[GOAL OF THE EXERCISE]: Everything from the first line below through the line with "by default in" is to be transcribed exactly, and nothing past it.

"""

PR #211, opened 2021-09-18
more consistency checks for tables

petrelharp:
Here's a PR which includes https://github.com/tskit-dev/tskit/pull/1722, which turns on testing for
-    mutation time younger than node
-    mixed known/unknown times at a site
-    site of parent mutation agrees with site

by default in `tsk_table_collection_check_integrity`, which is [called by `CheckTreeSeqIntegrity`](https://github.com/MesserLab/SLiM/blob/ea9bb14eeeae5f98b548bf261870f65c6e0a81bb/core/slim_sim.cpp#L7633), and occurs
- [every generation in DEBUG mode](https://github.com/MesserLab/SLiM/blob/ea9bb14eeeae5f98b548bf261870f65c6e0a81bb/core/slim_sim.cpp#L3696) at [various times](https://github.com/MesserLab/SLiM/blob/ea9bb14eeeae5f98b548bf261870f65c6e0a81bb/core/slim_sim.cpp#L4270)
- in [simplification](https://github.com/MesserLab/SLiM/blob/ea9bb14eeeae5f98b548bf261870f65c6e0a81bb/core/slim_sim.cpp#L5285), again in DEBUG mode only

So - I think this should only affect runtime in DEBUG mode (and then not very much)), and I also think that the only thing it might catch is actual errors, because it's only checking for logical consistency errors, not sortedness stuff that we are not bothering with. But it'd be nice to check.

And - I don't think this PR should be merged, I guess, since it's cleaner to just merge in tskit at releases?

### DIFF
--- a/treerec/tskit/core.c
+++ b/treerec/tskit/core.c
@@ -308,6 +308,11 @@ tsk_strerror_internal(int err)
                   "values for any single site.";
             break;
 
+        /* Migration errors */
+        case TSK_ERR_UNSORTED_MIGRATIONS:
+            ret = "Migrations must be sorted by time.";
+            break;
+
         /* Sample errors */
         case TSK_ERR_DUPLICATE_SAMPLE:
             ret = "Duplicate sample value";
@@ -468,8 +473,8 @@ tsk_strerror_internal(int err)
             break;
 
         /* IBD errors */
-        case TSK_ERR_NO_SAMPLE_PAIRS:
-            ret = "There are no possible sample pairs.";
+        case TSK_ERR_SAME_NODES_IN_PAIR:
+            ret = "Both nodes in the sample pair are the same";
             break;
 
         case TSK_ERR_DUPLICATE_SAMPLE_PAIRS:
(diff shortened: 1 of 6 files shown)


bhaller:
OK, I'm running tests on this now.  I think I would like to merge it in (assuming it passes all tests), immediately after tskit merges the main PR in, actually.  I know that's contrary to our usual mode of operation, but I really want these updated consistency checks in place while I'm working on the fix to implement null genomes more broadly; it will give me some peace of mind.  Will that cause any problems for you later on?  And are you aware of any specific dangers to doing so?  Does this PR include only the changes for "moar flags", or does it include other tskit changes made since the last release?

petrelharp:
Sure, that's fine, and *probably* won't cause headaches - this includes other changes since the last tskit release, but we can deal. I should update the treerec README to reflect what's happened here, though.

bhaller:
Sounds good.  Tests are chugging along; so far, so good.

bhaller:
This passed all checks on my side, and did correctly raise an exception in the DEBUG consistency check for Elissa's model even with coalescence checking turned off.  Good stuff, merging now.  Looks like the tskit folks are going to do a handful of cosmetic changes to this before they accept it on their side; feel free to do another PR that brings up exactly in sync with them once that happens, but my impression is that it doesn't matter and we'll get those changes when we next merge anyway.  (Let's watch that they don't change anything significant in this PR, though.  :->)  Thanks!

PR #219, opened 2021-09-25
Windows build

rdinnager:
Compilation of all units works on my Windows machine. 

To Do:

- [x] Fix help file problems (encoding or line-endings most likely)
- [ ] Fix fonts to match other platforms better
- [ ] Fix temporary folder issue
- [ ] Try and find a fix for `Eidos_GetMaxRSS()`
- [ ] Setup test compilation on Windows github actions
- [ ] Make MSYS2 MINGW package that can be installed with `pacman` (https://www.msys2.org/wiki/Creating-Packages/)
- [ ] Look into `conda` packaging
- [ ] Write installation instructions for SLiM manual
- [ ] Benchmark Windows compilation?
- [ ] Add more here as they come up...


.vscode/settings.json
```diff
@@ -0,0 +1,5 @@
+{
```
rdinnager, line 1: Oops, I think I committed this file by accident. I think it is just some setting from the VSCode project I am using. Will remove in next commit.

CMakeLists.txt
```diff
@@ -70,6 +70,14 @@ option(BUILD_SLIMGUI "Build the Qt5-based GUI for SLiM" OFF)
 set(CMAKE_C_FLAGS "${CMAKE_C_FLAGS} -std=c11 -Wno-attributes -Wunused-label -Wimplicit -Wunused-variable -Wunused-value -Wno-pragmas -Wempty-body -Wshadow -Wparentheses -Wmissing-prototypes -Wswitch -Wpointer-sign -Wsign-compare -Wstrict-prototypes -Wno-sign-conversion -Wuninitialized")
 set(CMAKE_CXX_FLAGS "${CMAKE_CXX_FLAGS} -std=c++11 -Wno-attributes -Wunused-label -Wunused-variable -Wunused-value -Wno-pragmas -Wempty-body -Wshadow -Wparentheses -Wswitch -Wsign-compare -Wno-sign-conversion -Wuninitialized")
 
+# Windows specific flags
+if(WIN32)
+set(CMAKE_C_FLAGS "${CMAKE_C_FLAGS}")
+set(CMAKE_CXX_FLAGS "${CMAKE_CXX_FLAGS} -fpermissive -D_POSIX_THREAD_SAFE_FUNCTIONS -DDO_MEMORY_CHECKS=0")
```
rdinnager, line 76: I added -fpermissive to convert some errors to warnings, but I realize now that I fixed those warnings later, so we shouldn't need this anymore.

bhaller:
OK, so my initial comment is: you've added includes of "config.h" to everything, making this PR touch 256 files.  I *think* there should be one way to tell the build system on Windows "always include this file at the start of every file you compile".  If you can't find a way to do that, then so be it, but it'd be great to have this PR touch far fewer files.  You're also touching a bunch of files by deleting a single blank line in them; please don't do that, I like have two blank lines between the include protection stuff and the start of the includes.  Basically: please try to prune this PR down to touching the minimal set of files possible.  :->

rdinnager:
Yes, I realized later that I can probably add the config.h header using a preprocessor flag (`-include`), which is what I ended up doing to deal with the automoc'ed files since I couldn't edit them directly. I will do that now that I know everything works. Also, sorry about the deleted space, I added something then deleted, then forgot how many newlines there were. Should have just reverted it. I will fix this too.

rdinnager:
Just leaving a note about how to build this here, in case anyone wants to try it. You need to have MSYS2 installed first (https://www.msys2.org/). Open up the MINGW64 shell (there is also a MINGW32 shell, I haven't tested on this yet, but generally I am assuming most people will want a 64-bit version). Note, do not open the plain MSYS2 shell, it is not set up to use the Mingw compiler, and so this won't work there. In the MINGW64 shell, run these commands from inside a build directory in the SLiM folder:
```
cmake -G "MSYS Makefiles" -DBUILD_SLIMGUI=ON ..
make
```

This will build the executable in the build directory. I haven't set up any install scripts yet. To run SLiMgui.exe, you might have to add the folder that holds the Qt5 .dlls to your Path (usually something like `C:\msys64\mingw64\bin`). To speed things up you might want to add the -j flag to make to parallelize the build.

bhaller:
I see a commit named "got rid of most config.h includes", and I see that its diffs do appear to get rid of most config.h includes, but this PR still says 232 files are changed, and the diffs for this PR still show all the config.h includes.  Not sure what's going on; is git confused somehow?

rdinnager:
Well, I still have to remove `config.h` includes from the `QtSLiM` directory, which I had forgotten about. But most of the 232 files are not changes to existing files, but committing whole new files. I added a new subdirectory called `windows_compat`, which contains the gnulib project files. I assume you are only concerned about the number of files in the original SLiM project that gets changed, but are okay with adding new Windows specific files? If adding the `gnulib` files to `windows_compat` is a problem, please let me know, and I will stop this PR. I don't think the port is very doable without it though.. The `windows_compat` folder is around 170 extra files.

bhaller:
> Well, I still have to remove `config.h` includes from the `QtSLiM` directory, which I had forgotten about. But most of the 232 files are not changes to existing files, but committing whole new files. I added a new subdirectory called `windows_compat`, which contains the gnulib project files. I assume you are only concerned about the number of files in the original SLiM project that gets changed, but are okay with adding new Windows specific files? If adding the `gnulib` files to `windows_compat` is a problem, please let me know, and I will stop this PR. I don't think the port is very doable without it though.. The `windows_compat` folder is around 170 extra files.

Ah, I see.  I had thought that most of the 232 files were config.h touches.  No problem with adding the `windows_compat` folder; maybe name it `windows_gnulib` for clarity?  Or if you plan to put other windows files in there as well, then maybe put the gnulib files in their own subdirectory inside `windows_compat`?  It'd just be good to have the gnulib files separated in their own clear location, so that if they need to be diffed/updated at some point that is easy to do.

bhaller:
I'm just about done with the other thing that's been taking up my time; I expect to commit it tomorrow.  Let me know when this PR is clean and ready for me to have a look.  Thanks!

rdinnager:
I think it is ready for you to look at it now. I think there is one file still where I accidentally inserted an extra blank line, but I can fix that at some point down the line. I still have to try and fix up the font size issues. One problem is that I don't have access to the linux or Mac version of SLiMgui, so I don't know what it is supposed to look like. But I think there are some screenshots in the manual which I can probably use as a reference.

.vscode/settings.json
bhaller: don't forget to remove this...

.gitignore
```diff
@@ -253,6 +253,10 @@ ui_*.h
 *.jsc
 Makefile*
 *build-*
+!build-aux
```
bhaller, line 256: The stuff under `windows_compat` makes sense to me, but it's not usual to need to commit build files; what is this `build-aux` directory and should it really be included?

CMakeLists.txt
```diff
@@ -55,7 +55,7 @@
 cmake_minimum_required (VERSION 2.8 FATAL_ERROR)
 
 project(SLiM)
-
+include(ExternalProject)
```
bhaller, line 58: Does this have any side effects worth worrying about?  Can it be made to happen only on Windows?

CMakeLists.txt
```diff
@@ -70,6 +70,14 @@ option(BUILD_SLIMGUI "Build the Qt5-based GUI for SLiM" OFF)
 set(CMAKE_C_FLAGS "${CMAKE_C_FLAGS} -std=c11 -Wno-attributes -Wunused-label -Wimplicit -Wunused-variable -Wunused-value -Wno-pragmas -Wempty-body -Wshadow -Wparentheses -Wmissing-prototypes -Wswitch -Wpointer-sign -Wsign-compare -Wstrict-prototypes -Wno-sign-conversion -Wuninitialized")
 set(CMAKE_CXX_FLAGS "${CMAKE_CXX_FLAGS} -std=c++11 -Wno-attributes -Wunused-label -Wunused-variable -Wunused-value -Wno-pragmas -Wempty-body -Wshadow -Wparentheses -Wswitch -Wsign-compare -Wno-sign-conversion -Wuninitialized")
 
+# Windows specific flags
+if(WIN32)
+set(CMAKE_C_FLAGS "${CMAKE_C_FLAGS}")
+set(CMAKE_CXX_FLAGS "${CMAKE_CXX_FLAGS} -D_POSIX_THREAD_SAFE_FUNCTIONS -DDO_MEMORY_CHECKS=0")
```
bhaller, line 76: I'm curious why you add `POSIX_THREAD_SAFE_FUNCTIONS` here.  SLiMgui is single-threaded, so I wouldn't expect this to be needed (and it might slow things down, since it probably introduces threading locks on functions or some such).

CMakeLists.txt
```diff
@@ -152,6 +195,9 @@ find_package(Qt5 REQUIRED
     Gui
     Widgets
 )
+if(WIN32)
+set_source_files_properties("${CMAKE_CURRENT_BINARY_DIR}/${TARGET_NAME}_autogen/mocs_compilation.cpp" PROPERTIES COMPILE_FLAGS "-include config.h -DGNULIB_NAMESPACE=gnulib")
```
bhaller, line 199: Normally SLiMgui is built with qmake, not cmake, which handles the MOC stuff and might handle other issues you're dealing with here.  But hey, if cmake works for you, no worries.

EidosScribe/EidosTextView.mm
```diff
@@ -2001,16 +2001,22 @@ - (NSMutableArray *)completionsForKeyPathEndingInTokenIndex:(int)lastDotTokenInd
 	
 	// First, a sorted list of globals
 	for (auto symbol_sig : *terminus->Properties())
-		[candidates addObject:[NSString stringWithUTF8String:symbol_sig->property_name_.c_str()]];
+	{
+		if (!symbol_sig->deprecated_)
```
bhaller, line 2005: These diffs should not be coming through in your PR.  I think there is a problem with your rebasing.  These are changes that I committed.  I'm going to stop here until this is resolved.

bhaller:
I wonder if maybe it would be a good idea to do two separate PRs: one that adds all of the `windows_compat/gnulib` files, without any other changes, just to get all of that cruft into the project – I could approve that PR immediately – and one that does everything else.  We'll probably be doing multiple rounds of review, etc., on this, and having all the gnulib files in the PR just makes reviewing it difficult.  Let's clear the decks; what do you think?  It'll be quite harmless to approve it, since without other changes that whole directory won't even be used by the build at all; and if for some reason we realize we don't want them after all, it's easy enough to just remove the whole directory again.

rdinnager:
> 
> 
> I wonder if maybe it would be a good idea to do two separate PRs: one that adds all of the `windows_compat/gnulib` files, without any other changes, just to get all of that cruft into the project – I could approve that PR immediately – and one that does everything else. We'll probably be doing multiple rounds of review, etc., on this, and having all the gnulib files in the PR just makes reviewing it difficult. Let's clear the decks; what do you think? It'll be quite harmless to approve it, since without other changes that whole directory won't even be used by the build at all; and if for some reason we realize we don't want them after all, it's easy enough to just remove the whole directory again.

Sure, let's do that first.

EidosScribe/EidosTextView.mm
rdinnager: It is because those commits are absent from the `windows_port` branch, which is what I am PRing into. You will have to merge `master` into `windows_port` (or just delete the branch and then regenerate it so it is even with `master`. Or just leave it and let the commits be added from this PR.. This might lead to a bit more of a confusing commit history though, I'm not sure. I'm also not exactly a master of git..

bhaller: Ah!  Right you are.  I have just merged master's changes into windows_port.  Let me know when things are sorted out; let's do the separate PR of the gnulib files first, as discussed below.  Thanks!

CMakeLists.txt
rdinnager: I can make it happen only on Windows to be safe.

.gitignore
bhaller: I see; so it's not build products, but things needed to build.  Can it go inside the windows_compat folder?

CMakeLists.txt
bhaller: Yes, something like that would be better.  Or you might be able to track down a header that provides `localtime_r` even when this -D is not defined.

.vscode/settings.json
rdinnager: Ha! I did remove it, but I think I accidentally recommitted it again :P. Oh well, I will add it to `.gitignore` so I don't do it again.

.gitignore
rdinnager: It is inside `windows_compat/gnulib`. I assume it is okay there? It is placed there by the `gnulib-tool` which is used to setup `gnulib`, I wouldn't want to change it because this would require manually editing the generated `configure` script, which would be hard to keep track of.

CMakeLists.txt
rdinnager: I just tested with `gnulib`'s `time_r`, and it works without the `POSIX_THREAD_SAFE_FUNCTIONS` flag now, so that is good.

.gitignore
bhaller: Oh, I see.  OK, just change the exclude here in .gitignore to give a path that's inside windows_compat, then.  My goal is for the .gitignore to be more self-documenting, so that it's clear that this is something excluded because of the Windows build, so I don't get confused by it later on.  :->

rdinnager: Okay fair enough! Will do.

EidosScribe/EidosTextView.mm
rdinnager: I'm not sure why these are still here. Time to make a backup and get into the deep git.

rdinnager: Actually, as a test I tried just opening a new PR and looks like this issue is gone. So it is just this PR which is a bit confused. So I'm just going to abandon this PR, and make a new one with `gnulib` (as discussed), and then another with everything else. I will keep this PR open for now to keep our conversation here open.

bhaller: OK, SGTM.  I've seen this problem before with rebasing pull requests; it seems to either not work well, or be easy to do incorrectly.  @petrelharp may have advice.  Anyway, I will refrain from doing any further commits until we have merged in your gnulib PR, and then life ought to be somewhat simpler.

bhaller:
Looks like comments from commits you merged in are appearing in the discussion above, because the rebase is screwed up.  Ignore them.  :->  @rdinnager, I was expecting you to generate a PR for the gnulib stuff that I would merge, and I'm holding off doing any further commits on my end until that happens; but it hasn't happened and now I'm getting itchy.  :->  Please reply regarding this, otherwise I'll go back to committing stuff; lots to do today!  :->

rdinnager:
Oh, that is weird. I'm just going to close this now. I just came back from lunch and working on the new PR now. Should hopefully come through in the next half hour (just want to be careful to not screw anything up, though I have a backup in the worst case).

rdinnager:
I think you should go ahead and start making commits again. Turns out I need to do a bit more research to understand how to remove changes to the non-windows_compat files from the remote branch, whilst making sure I keep them locally, to be added later. I think I've tracked down the answer (involving splitting into multiple local branches) but I don't want to keep you waiting any longer. I will figure out how to keep even with your additional commits.

bhaller:
> I think you should go ahead and start making commits again. Turns out I need to do a bit more research to understand how to remove changes to the non-windows_compat files from the remote branch, whilst making sure I keep them locally, to be added later. I think I've tracked down the answer (involving splitting into multiple local branches) but I don't want to keep you waiting any longer. I will figure out how to keep even with your additional commits.

Sometimes when git gets confused I end up just creating a new copy of my repo and copying all the source files from the old repo to the new repo.  Git is very powerful, but it is not designed in a user-friendly way at all.  :-<

rdinnager:
Yeah, I think I might do something like that.

PR #220, opened 2021-09-29
added windows_compat directory containing gnulib source files

rdinnager:
Okay, here it is. I just ended up copying the whole directory and restarting from a freshly cloned branch off `master`. It works but unfortunately I lost my commit history, which I was trying to avoid, but oh well. I will just keep the old `windows-build` branch in case I ever want to go back and see my commit message during the process of figuring this all out.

"""

[SOLUTION TO THIS TASK]:
PR #211, opened 2021-09-18
more consistency checks for tables

petrelharp:
Here's a PR which includes https://github.com/tskit-dev/tskit/pull/1722, which turns on testing for
-    mutation time younger than node
-    mixed known/unknown times at a site
-    site of parent mutation agrees with site

by default in `tsk_table_collection_check_integrity`, which is [called by `CheckTreeSeqIntegrity`](https://github.com/MesserLab/SLiM/blob/ea9bb14eeeae5f98b548bf261870f65c6e0a81bb/core/slim_sim.cpp#L7633), and occurs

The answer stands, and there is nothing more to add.